Day 2. This morning is a typical Seattle rainy and overcast day yet very peaceful. It seems to reflect how I am feeling inside. After driving cross country 8 years ago, mom, Gerry a close family friend and I arrived in Seattle on May 1, 2003. On May 10th, Mother’s Day, mom died from metastatic breast cancer. I inherited the gene from her and was diagnosed 3 years after her cancer came back after 13 years. I am 11 years out, have been fearful it will return. In the meantime, I am dealing with the complications from the failed reconstructive surgery in 2000. There was a tremendous amount of scarring from the surgeries I had to endure in order to save my life. I was in constant pain. Mom’s death hit me like a lightniing bolt that pierced my soul leaving a large void in my heart. I was all alone. My best friend was gone and I felt it was all my fault. I suffered. My plans to start my new creative life had been shattered leaving shards in my heart that when brushed up against, the pain would cause me to subconsciously sabotage myself because I felt I wasn’t deserving of a new life.
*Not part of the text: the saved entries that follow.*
PR #330, opened 2017-08-25
zcs-2473:Sieve filter's error handling about :matches

ykomiyam:
[bug]
The way of handling the error case regarding the ":matches"
operation has been altered, any mal-encoded value cancels
the filter execution with UnsupportedEncodingException,
and the message is delivered to the Inbox.

Previously, when the header value was mal-encoded, the
:matches compared the "key" to the header value "as is"
(the encoded value).

[root cause]
Each header value is decoded and unfolded before the match
operation is attempted.  When MimeUtility.decodeText() tries
to decode the header value, and if it finds that the given
value is mal-encoded, it throws the UnsupportedEncodingException.
In reality, as the header would contain the un-decodable
value, it is totally fine to ignore such exception.

This issue affects:
 * header test
 * address test
 * addheader action
 * deleteheader action
 * replaceheader action

[fix]
When the ":matches" operation needs to handle a mal-encoded
header value, it will no longer throw the UnsupportedEncodingException
and it will not abort the filter execution any more.
The mal-encoded header value will be compared with the
keys "as is" (as a not-encoded-just-a-plain-ascii string).

* unit test
  - removed an old test cases (HeaderTest.ttt())
  - Fix to add an initialization of the filter rule (HeaderTest.doTest())

### DIFF
--- a/store/src/java-test/com/zimbra/cs/filter/ReplaceHeaderTest.java
+++ b/store/src/java-test/com/zimbra/cs/filter/ReplaceHeaderTest.java
@@ -34,6 +34,7 @@ import org.junit.Test;
 import com.google.common.collect.Maps;
 import com.zimbra.common.account.Key;
 import com.zimbra.cs.account.Account;
+import com.zimbra.cs.account.MockProvisioning;
 import com.zimbra.cs.account.Provisioning;
 import com.zimbra.cs.filter.jsieve.EditHeaderExtension;
 import com.zimbra.cs.mailbox.DeliveryContext;
@@ -1676,6 +1677,31 @@ public class ReplaceHeaderTest {
             Assert.assertEquals("[Test]line 1 CRLF\r\n line 2", newSubject);
         } catch (Exception e) {
             fail("No exception should be thrown: " + e.getMessage());
+        }
+    }
+
+    @Test
+    public void testMalencodedHeader() throws Exception {
+        String script = "require [\"editheader\", \"variables\"];\n"
+                    + "replaceheader :newvalue \"[test]${1}\" :matches \"X-Mal-Encoded-Header\" \"*\";";
+        try {
+            Account account = Provisioning.getInstance().get(Key.AccountBy.name, "test@zimbra.com");
+            Mailbox mbox = MailboxManager.getInstance().getMailboxByAccount(account);
+            RuleManager.clearCachedRules(account);
+            account.setSieveEditHeaderEnabled(true);
+            account.setAdminSieveScriptBefore(script);
+
+            List<ItemId> ids = RuleManager.applyRulesToIncomingMessage(new OperationContext(mbox),
+                    mbox, new ParsedMessage("X-Mal-Encoded-Header: =?ABC?A?GyRCJFskMhsoQg==?=".getBytes(), false), 0,
+                    account.getName(), new DeliveryContext(), Mailbox.ID_FOLDER_INBOX, true);
+            Message message = mbox.getMessageById(null, ids.get(0).getId());
+            String[] headers = message.getMimeMessage().getHeader("X-Mal-Encoded-Header");
+            Assert.assertNotNull(headers);
+            Assert.assertNotSame(0, headers.length);
+            Assert.assertEquals("[test]=?ABC?A?GyRCJFskMhsoQg==?=", headers[0]);
+        } catch (Exception e) {
+            e.printStackTrace();
+            fail("No exception should be thrown" + e);
         }
     }
 }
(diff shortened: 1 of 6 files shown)


store/src/java/com/zimbra/cs/filter/jsieve/EditHeaderExtension.java
```diff
@@ -406,14 +406,12 @@ public void setupEditHeaderData(Arguments arguments, AbstractCommand ac) throws
...
         boolean matchFound = false;
-        String unfoldedAndDecodedHeaderValue = "";
+        String unfoldedAndDecodedHeaderValue = MimeUtility.unfold(header.getValue());
         try {
-            unfoldedAndDecodedHeaderValue =  MimeUtility.decodeText(MimeUtility.unfold(header.getValue()));
-            ZimbraLog.filter.debug("Header value before unfolding and decoding: %s", header.getValue());
+            unfoldedAndDecodedHeaderValue =  MimeUtility.decodeText(unfoldedAndDecodedHeaderValue);
             ZimbraLog.filter.debug("Header value after unfolding and decoding: %s", unfoldedAndDecodedHeaderValue);
         } catch (UnsupportedEncodingException uee) {
-            ZimbraLog.filter.debug("Failed to decode \"%s\"", MimeUtility.unfold(header.getValue()));
```
shrikant-prasad: should not remove the log.

ykomiyam: Yeh, I did think so first, but on second thought, I reconsidered this log may be less informative because of the following thoughts:
(1) because it is a debug log, system admin can't use this log for the production's root cause analysis.
(2) for the debug purpose, the original target header value has been logged before this operation (it is not un-folded though), and the resulting header value is also logged after this operation.  By comparing the original one and the result one, we can recognize what's happened on the decoding process.

That's the reason I removed this log event.

store/src/java/com/zimbra/cs/filter/jsieve/HeaderTest.java
```diff
@@ -348,11 +348,13 @@ public static void evaluateVarExp(ZimbraMailAdapter mailAdapter, List<String> so
                 }
                 List<String> decodedValues = new ArrayList<>();
                 for (String value : values) {
+                    value = MimeUtility.unfold(value);
                     try {
-                        decodedValues.add(MimeUtility.decodeText(MimeUtility.unfold(value)));
+                        value = MimeUtility.decodeText(value);
                     } catch (UnsupportedEncodingException e) {
-                        throw new SieveMailException("Exception occured while decoding header value", e);
+                        // "value" would contain the undecoded value, fine
```
rupalid: Log a message regarding the exception

store/src/java-test/com/zimbra/cs/filter/ReplaceHeaderTest.java
```diff
@@ -1678,4 +1679,29 @@ public void testMatchedStringForReplaceHeaderUsingWildcardMatchesToControlChars(
...
+            List<ItemId> ids = RuleManager.applyRulesToIncomingMessage(new OperationContext(mbox),
+                    mbox, new ParsedMessage("X-Mal-Encoded-Header: =?ABC?A?GyRCJFskMhsoQg==?=".getBytes(), false), 0,
+                    account.getName(), new DeliveryContext(), Mailbox.ID_FOLDER_INBOX, true);
+            Message message = mbox.getMessageById(null, ids.get(0).getId());
+            String[] headers = message.getMimeMessage().getHeader("X-Mal-Encoded-Header");
+            Assert.assertNotNull(headers);
+            Assert.assertNotSame(0, headers.length);
+            Assert.assertEquals("[test]=?ABC?A?GyRCJFskMhsoQg==?=", headers[0]);
+        } catch (Exception e) {
+            e.printStackTrace();
```
rupalid: Do you want keep this?

store/src/java/com/zimbra/cs/filter/jsieve/HeaderTest.java
ykomiyam: As in the return comment on the Shrikant, the result status of the decoding is detectable by other log event.  Besides, most of other places where the UnsupportedEncodingException is cached don't log the exception.

store/src/java-test/com/zimbra/cs/filter/ReplaceHeaderTest.java
ykomiyam: will remove the e.printStackTrace()

PR #331, opened 2017-08-29
zcs-2520:replaceheader may break the message structure

ykomiyam:
[Bug]
Performing replaceheader to the header with encoded line-breaks may break the message structure.  When the replaceheader generates the following style of the header, any undesired headers may be added or the MIME structure of the resulting message may be broken.
The resulting header value after replaceheader...
 - contains one or more than one line break characters (0x0A or 0x0D)
 - consists of only printable US-ASCII characters (0x21 - 0x7E), space (0x20), or tab (0x09)
 - the first character of the second line or later starts at the beginning of the line.

[Fix]
If the modified header value meets the following condition, that modified header value will be Base64 encoded:
 - the text consists of only 0x21 - 0x7E, 0x20, 0x09, 0x0A, and 0x0D
 - the 0x0A and/or 0x0D is in the middle of the text.

[Affected area]
  replaceheader
  addheader

### DIFF
--- a/store/src/java/com/zimbra/cs/mime/MimeUtil.java
+++ b/store/src/java/com/zimbra/cs/mime/MimeUtil.java
@@ -1,0 +1,179 @@
+/*
+ * ***** BEGIN LICENSE BLOCK *****
+ * Zimbra Collaboration Suite Server
+ * Copyright (C) 2017 Synacor, Inc.
+ *
+ * This program is free software: you can redistribute it and/or modify it under
+ * the terms of the GNU General Public License as published by the Free Software Foundation,
+ * version 2 of the License.
+ *
+ * This program is distributed in the hope that it will be useful, but WITHOUT ANY WARRANTY;
+ * without even the implied warranty of MERCHANTABILITY or FITNESS FOR A PARTICULAR PURPOSE.
+ * See the GNU General Public License for more details.
+ * You should have received a copy of the GNU General Public License along with this program.
+ * If not, see <https://www.gnu.org/licenses/>.
+ * ***** END LICENSE BLOCK *****
+ */
+package com.zimbra.cs.mime;
+
+import java.io.ByteArrayOutputStream;
+import java.io.IOException;
+import java.io.OutputStream;
+import java.io.UnsupportedEncodingException;
+
+import javax.mail.internet.MimeUtility;
+
+import com.sun.mail.util.BEncoderStream;
+import com.sun.mail.util.PropUtil;
+import com.sun.mail.util.QEncoderStream;
+
+public class MimeUtil {
+    /** (non-Javadoc)
+     * Encode <tt>string</tt> no matter what characters are contained in it.
+     * @param string text to be encoded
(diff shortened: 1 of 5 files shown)


store/src/java/com/zimbra/cs/mime/MimeUtil.java
```diff
@@ -0,0 +1,179 @@
...
+     * @see  javax.mail.internet.MimeUtility.encodeWord(String string, String charset, String encoding, boolean encodingWord)
+     */
+    public static String encodeWord(String string, String charset,
+            String encoding, boolean encodingWord) throws UnsupportedEncodingException {
+        if (!string.contains("\r") && !string.contains("\n")){
+            String result = string;
+            try {
+                result = MimeUtility.encodeText(string);
+            } catch (UnsupportedEncodingException e) {
+                // ignore the exception and return the source string as is.
```
chinmay15: Do we need to log a message here? At lease at debug level.

store/src/java/com/zimbra/cs/mime/MimeUtil.java
```diff
@@ -0,0 +1,179 @@
...
+            return result;
+        }
+
+        // Else, apply the specified charset conversion.
+        String jcharset;
+        if (charset == null) { // use default charset
+            jcharset = MimeUtility.getDefaultJavaCharset(); // the java charset
+            charset = getDefaultMIMECharset(); // the MIME equivalent
+        } else // MIME charset -> java charset
+            jcharset = MimeUtility.javaCharset(charset);
```
chinmay15: please add {} for else block

store/src/java/com/zimbra/cs/mime/MimeUtil.java
```diff
@@ -0,0 +1,179 @@
...
+                eos = new BEncoderStream(os);
+            } else {
+                // "Q" encoding
+                eos = new QEncoderStream(os, encodingWord);
+            }
+
+            try { // do the encoding
+                eos.write(bytes);
+                eos.close();
+            } catch (IOException ioex) { }
```
chinmay15: log or throw exception here?

store/src/java/com/zimbra/cs/mime/MimeUtil.java
ykomiyam: fixed

store/src/java/com/zimbra/cs/mime/MimeUtil.java
ykomiyam: I don't think any log message is necessary; if the encoding is failed, I will see the un-encoded string in the resulting message.

store/src/java/com/zimbra/cs/mime/MimeUtil.java
ykomiyam: The "eos" (as wellas "os") virtually does not throw the IOException; the write() method could throw the NullPointerException or IndexOutOfBoundsException, but the root cause of both exceptions has been taken care before.  So, in this code, that is just a formality to catch such exception.

PR #332, opened 2017-08-29
ZCS-2388 : Editheader actions should not be supported in zimbraMail namespace

chinmay15:
Problem : editheader actions should not be supported in user script using api

Fix : Allowed editheader actions only in admin scripts using api

Testing done :
1) api tested manually
2) added unit tests to verify the same


chinmay15:
Merged in sieve_ver2

commit 4b833596c74a9f8034f968e5166b71e0da8893d1
Date:   Tue Aug 29 15:21:00 2017 +0530

    ZCS-2388 : Editheader actions should not be supported in zimbraMail namespace

PR #333, opened 2017-08-29
Bugfix/zcs 2638

grishick:
This PR addresses the scenarios where remote IMAP server uses outdated list of folders when processing IMAP requests. The two scenarios that I found so far are 
1) a remote IMAP session in a non-selected state does not pick up folder changes from SOAP notifications
2) a remote IMAP session finds cached folder in IMAP session cache after that folder has been deleted and re-created with the same path

These changes bring the number of IMAP compliance test failures on remote IMAP down to 13 (the same as local IMAP and older ZCS versions)


tmclane:
Looks great!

Adding insult to injury, mom’s birthday was May 25th. That date takes me back to 1994 when my dad had suffered a massive stroke in March and he was in NYU Hospital. He was in a coma for 6 weeks, I asked my brother to make a tape of his music and we played it constantly. When we first played it, he smiled. A few days later, he came out of the coma, but still could not speak because of the tracheostomy tube. We had to move him to a nursing home for rehab because he was paralyzed on his left side and could not walk. He wanted to come home, he made me promise. I did. We celebrated my mom’s birthday at the Home, we ordered his favorite Chinese food from a joint on Broadway near 106th Street. We had jello with whipped cream for dessert. Mom and I stayed until 9 that evening and went home. I lived in Washington Heights and mom and dad lived in Hackensack, New Jersey. My dad died 12:15 am on May 26th. He didn’t want to die on her birthday. I moved in with mom. She depended upon me to take over a lot of the things my dad did. I was frustrated and somewhat resentful and withdrawn. I felt as though I was giving up my life’s dream again.
Three years later, mom’s cancer had metasticized. We went to Hilton Head, S.C. and mom was limping. I asked “why are you limping?” “I put my pants on wrong.” was her response. “For 6 months? We are going to the doctor when we get back. It must be bad if we had to get a wheelchair for you at the airport, I’ll make all the arrangements, no arguments.” When we got back, we went to the doctor and the doctor told us that her cancer had metasticized to her bone. In October 1997 she underwent chemo and radiation.
Today, during my morning meditation a flood of sadness came over me remembering the events that had occurred in over the years in May. I just sat still and watched as my thoughts slowly drifted by. I’m comfortable with myself despite the uncomfortable feelings and tendencies. I realized it is part of the process. As a rugged individualist, I am now ready to embrace the light of my creative, inventive and true self… I just have to be patient.